Activity – Count how many lines of the data include "also". The answer is that number and nothing else.

Source records –
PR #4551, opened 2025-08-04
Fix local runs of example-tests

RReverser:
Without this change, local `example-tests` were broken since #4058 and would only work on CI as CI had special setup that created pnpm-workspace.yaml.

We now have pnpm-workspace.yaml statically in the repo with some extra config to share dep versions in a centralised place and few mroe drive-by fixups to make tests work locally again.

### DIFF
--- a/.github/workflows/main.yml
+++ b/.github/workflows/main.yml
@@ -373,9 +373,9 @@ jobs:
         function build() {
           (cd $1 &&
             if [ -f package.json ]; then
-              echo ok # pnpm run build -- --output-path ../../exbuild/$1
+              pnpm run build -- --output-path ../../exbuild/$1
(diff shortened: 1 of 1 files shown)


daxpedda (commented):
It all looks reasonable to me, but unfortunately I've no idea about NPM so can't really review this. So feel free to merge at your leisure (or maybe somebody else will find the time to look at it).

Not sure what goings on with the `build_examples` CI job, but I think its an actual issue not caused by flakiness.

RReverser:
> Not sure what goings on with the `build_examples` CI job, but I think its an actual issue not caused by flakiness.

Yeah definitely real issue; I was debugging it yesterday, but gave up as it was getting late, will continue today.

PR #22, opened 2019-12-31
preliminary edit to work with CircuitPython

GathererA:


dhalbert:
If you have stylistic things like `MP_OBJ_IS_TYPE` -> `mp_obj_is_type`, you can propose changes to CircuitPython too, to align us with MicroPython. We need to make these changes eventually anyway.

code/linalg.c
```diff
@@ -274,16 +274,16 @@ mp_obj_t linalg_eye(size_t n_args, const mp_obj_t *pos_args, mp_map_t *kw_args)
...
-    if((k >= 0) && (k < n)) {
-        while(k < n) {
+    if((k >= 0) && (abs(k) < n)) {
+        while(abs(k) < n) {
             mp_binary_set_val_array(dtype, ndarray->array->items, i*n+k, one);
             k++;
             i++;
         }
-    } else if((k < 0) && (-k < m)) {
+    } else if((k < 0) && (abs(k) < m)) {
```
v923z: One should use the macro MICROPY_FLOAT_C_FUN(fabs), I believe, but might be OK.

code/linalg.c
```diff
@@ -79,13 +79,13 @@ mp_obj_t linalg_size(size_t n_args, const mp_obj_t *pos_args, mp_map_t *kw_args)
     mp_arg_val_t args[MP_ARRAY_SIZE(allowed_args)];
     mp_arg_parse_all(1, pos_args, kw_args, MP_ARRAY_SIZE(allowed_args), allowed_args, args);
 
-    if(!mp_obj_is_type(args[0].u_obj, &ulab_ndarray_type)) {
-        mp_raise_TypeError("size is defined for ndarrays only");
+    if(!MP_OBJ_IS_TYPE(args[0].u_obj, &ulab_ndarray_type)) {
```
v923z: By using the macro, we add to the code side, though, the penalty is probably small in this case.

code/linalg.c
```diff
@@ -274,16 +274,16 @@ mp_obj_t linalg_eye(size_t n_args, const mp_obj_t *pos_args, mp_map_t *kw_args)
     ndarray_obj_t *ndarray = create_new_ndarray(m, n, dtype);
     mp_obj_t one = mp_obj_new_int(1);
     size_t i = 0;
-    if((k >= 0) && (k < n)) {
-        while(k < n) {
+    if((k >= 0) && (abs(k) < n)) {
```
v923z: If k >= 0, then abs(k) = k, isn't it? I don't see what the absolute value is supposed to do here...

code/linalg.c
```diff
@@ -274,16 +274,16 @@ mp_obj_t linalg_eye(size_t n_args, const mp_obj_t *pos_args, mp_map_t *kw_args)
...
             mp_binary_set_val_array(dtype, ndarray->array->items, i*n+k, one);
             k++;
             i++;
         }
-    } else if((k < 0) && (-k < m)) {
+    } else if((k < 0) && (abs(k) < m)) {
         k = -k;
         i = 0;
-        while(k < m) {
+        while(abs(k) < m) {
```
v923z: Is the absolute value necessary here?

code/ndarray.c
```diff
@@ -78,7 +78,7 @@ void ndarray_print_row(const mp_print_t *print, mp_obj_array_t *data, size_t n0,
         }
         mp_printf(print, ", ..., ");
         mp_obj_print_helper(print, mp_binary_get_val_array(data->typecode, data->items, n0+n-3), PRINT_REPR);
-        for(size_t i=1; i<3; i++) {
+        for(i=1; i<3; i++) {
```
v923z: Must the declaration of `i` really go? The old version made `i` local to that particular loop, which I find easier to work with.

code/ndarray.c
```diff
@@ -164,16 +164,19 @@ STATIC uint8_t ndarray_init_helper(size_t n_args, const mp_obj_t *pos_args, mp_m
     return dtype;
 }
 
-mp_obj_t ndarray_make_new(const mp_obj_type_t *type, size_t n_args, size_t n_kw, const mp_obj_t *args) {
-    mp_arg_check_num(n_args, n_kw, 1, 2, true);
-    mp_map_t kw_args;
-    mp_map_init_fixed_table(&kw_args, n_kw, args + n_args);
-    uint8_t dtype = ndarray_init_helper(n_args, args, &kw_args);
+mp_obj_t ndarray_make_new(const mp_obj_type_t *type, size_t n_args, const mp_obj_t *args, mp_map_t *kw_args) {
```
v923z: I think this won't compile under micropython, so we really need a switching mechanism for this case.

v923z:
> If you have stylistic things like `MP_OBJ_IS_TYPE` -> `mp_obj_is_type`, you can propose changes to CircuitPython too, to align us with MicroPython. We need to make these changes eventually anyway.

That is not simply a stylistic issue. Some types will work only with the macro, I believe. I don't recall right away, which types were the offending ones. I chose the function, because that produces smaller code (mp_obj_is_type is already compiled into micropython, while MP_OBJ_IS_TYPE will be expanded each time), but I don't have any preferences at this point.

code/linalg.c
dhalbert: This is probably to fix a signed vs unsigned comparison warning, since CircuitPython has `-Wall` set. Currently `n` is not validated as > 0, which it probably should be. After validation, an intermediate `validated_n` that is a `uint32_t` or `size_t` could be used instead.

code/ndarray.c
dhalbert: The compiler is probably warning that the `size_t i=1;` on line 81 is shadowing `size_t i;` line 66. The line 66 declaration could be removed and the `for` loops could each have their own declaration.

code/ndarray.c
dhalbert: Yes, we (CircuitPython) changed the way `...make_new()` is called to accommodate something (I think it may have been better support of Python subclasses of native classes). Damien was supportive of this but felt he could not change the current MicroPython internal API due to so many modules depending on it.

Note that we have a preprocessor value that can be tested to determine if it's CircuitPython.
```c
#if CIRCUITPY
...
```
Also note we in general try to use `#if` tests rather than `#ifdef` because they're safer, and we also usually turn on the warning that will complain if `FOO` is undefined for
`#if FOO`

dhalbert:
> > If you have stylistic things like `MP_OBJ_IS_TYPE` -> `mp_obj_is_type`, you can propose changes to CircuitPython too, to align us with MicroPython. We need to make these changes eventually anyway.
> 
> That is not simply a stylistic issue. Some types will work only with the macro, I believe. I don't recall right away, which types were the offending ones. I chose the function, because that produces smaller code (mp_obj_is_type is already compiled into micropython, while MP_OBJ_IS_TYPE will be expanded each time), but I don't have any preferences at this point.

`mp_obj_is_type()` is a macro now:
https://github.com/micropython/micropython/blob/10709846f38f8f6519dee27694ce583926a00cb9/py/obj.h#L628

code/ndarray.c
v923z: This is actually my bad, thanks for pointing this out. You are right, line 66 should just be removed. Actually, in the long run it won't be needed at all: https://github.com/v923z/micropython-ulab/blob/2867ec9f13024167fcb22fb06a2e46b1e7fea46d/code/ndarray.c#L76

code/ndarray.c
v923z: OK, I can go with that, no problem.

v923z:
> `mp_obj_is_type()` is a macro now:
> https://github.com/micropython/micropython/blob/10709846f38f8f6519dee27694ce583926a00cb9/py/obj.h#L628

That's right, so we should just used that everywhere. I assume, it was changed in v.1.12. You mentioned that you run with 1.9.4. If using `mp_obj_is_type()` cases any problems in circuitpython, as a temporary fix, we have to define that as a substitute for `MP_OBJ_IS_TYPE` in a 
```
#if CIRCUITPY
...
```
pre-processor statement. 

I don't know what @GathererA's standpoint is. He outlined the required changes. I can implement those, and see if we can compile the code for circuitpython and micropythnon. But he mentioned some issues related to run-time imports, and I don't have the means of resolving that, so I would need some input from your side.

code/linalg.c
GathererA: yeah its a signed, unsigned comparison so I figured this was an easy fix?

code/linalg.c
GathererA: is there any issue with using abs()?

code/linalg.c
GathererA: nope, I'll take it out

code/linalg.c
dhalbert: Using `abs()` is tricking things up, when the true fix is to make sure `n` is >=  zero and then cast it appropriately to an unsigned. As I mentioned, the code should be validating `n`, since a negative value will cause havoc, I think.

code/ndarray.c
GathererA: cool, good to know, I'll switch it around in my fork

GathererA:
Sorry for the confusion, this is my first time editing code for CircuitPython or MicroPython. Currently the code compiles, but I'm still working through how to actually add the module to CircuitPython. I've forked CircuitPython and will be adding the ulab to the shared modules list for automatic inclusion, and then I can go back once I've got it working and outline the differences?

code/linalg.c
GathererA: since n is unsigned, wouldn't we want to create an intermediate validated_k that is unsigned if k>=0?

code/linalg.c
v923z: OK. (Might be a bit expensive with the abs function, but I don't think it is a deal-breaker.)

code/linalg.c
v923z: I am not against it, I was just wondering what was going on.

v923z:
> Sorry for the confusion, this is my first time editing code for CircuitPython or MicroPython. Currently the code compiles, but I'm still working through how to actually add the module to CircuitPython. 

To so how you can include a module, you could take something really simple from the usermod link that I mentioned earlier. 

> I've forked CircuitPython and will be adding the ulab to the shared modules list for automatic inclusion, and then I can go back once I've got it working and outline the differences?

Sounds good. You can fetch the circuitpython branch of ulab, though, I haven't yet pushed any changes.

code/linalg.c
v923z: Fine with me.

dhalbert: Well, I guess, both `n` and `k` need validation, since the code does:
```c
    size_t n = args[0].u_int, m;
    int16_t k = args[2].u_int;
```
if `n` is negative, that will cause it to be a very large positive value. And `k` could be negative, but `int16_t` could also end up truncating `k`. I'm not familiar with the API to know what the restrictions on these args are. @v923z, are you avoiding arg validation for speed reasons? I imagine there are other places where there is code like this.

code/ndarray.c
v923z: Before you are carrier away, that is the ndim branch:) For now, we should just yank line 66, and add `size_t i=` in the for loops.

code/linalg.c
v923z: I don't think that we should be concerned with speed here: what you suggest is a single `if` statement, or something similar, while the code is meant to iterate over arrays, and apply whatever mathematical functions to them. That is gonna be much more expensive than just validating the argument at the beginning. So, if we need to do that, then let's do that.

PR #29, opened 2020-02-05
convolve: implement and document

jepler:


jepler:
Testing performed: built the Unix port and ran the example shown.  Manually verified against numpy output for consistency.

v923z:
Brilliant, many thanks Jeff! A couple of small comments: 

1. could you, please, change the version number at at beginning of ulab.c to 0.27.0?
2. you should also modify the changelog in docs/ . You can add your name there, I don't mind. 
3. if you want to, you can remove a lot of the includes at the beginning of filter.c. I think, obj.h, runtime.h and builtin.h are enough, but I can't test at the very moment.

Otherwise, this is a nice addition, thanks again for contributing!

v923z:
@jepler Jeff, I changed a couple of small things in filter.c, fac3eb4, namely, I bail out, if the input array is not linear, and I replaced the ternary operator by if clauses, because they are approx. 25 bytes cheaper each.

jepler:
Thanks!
* * *
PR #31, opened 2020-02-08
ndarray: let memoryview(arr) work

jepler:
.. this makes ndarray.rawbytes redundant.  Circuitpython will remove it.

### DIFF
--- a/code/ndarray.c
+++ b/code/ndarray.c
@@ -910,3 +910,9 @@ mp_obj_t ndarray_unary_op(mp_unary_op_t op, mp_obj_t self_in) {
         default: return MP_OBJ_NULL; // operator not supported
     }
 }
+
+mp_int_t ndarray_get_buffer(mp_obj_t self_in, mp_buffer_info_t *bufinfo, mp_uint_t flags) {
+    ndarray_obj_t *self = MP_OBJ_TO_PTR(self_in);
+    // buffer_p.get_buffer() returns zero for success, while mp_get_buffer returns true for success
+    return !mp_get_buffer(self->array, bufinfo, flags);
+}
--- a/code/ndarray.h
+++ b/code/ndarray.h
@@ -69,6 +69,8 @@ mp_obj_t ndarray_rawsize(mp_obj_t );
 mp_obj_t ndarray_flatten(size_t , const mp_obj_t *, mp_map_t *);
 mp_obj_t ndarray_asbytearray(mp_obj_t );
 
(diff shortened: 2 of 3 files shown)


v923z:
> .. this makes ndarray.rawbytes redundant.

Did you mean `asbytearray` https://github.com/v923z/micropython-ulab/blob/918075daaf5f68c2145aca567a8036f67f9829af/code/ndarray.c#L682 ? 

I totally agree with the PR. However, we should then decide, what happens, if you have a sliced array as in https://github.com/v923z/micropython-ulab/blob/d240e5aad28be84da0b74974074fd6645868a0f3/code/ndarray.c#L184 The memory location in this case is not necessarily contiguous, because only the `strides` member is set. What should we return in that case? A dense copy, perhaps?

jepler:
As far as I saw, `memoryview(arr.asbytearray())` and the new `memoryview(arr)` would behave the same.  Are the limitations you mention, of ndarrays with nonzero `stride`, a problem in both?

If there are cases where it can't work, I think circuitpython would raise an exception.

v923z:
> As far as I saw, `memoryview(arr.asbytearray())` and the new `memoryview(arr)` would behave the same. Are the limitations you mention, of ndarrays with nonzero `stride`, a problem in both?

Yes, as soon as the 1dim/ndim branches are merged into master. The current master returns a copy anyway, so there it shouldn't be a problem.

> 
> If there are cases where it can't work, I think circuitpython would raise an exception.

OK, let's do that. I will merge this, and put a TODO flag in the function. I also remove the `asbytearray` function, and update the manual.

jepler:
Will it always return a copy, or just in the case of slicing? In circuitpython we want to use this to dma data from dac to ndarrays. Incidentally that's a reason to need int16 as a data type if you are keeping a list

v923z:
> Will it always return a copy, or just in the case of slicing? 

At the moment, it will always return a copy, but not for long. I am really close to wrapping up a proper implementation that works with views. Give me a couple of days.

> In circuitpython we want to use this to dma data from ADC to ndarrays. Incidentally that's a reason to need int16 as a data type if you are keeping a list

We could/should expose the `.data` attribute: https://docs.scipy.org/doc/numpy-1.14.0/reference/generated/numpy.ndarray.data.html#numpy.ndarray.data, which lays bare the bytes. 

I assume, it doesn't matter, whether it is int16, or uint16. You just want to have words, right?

Solution below – 4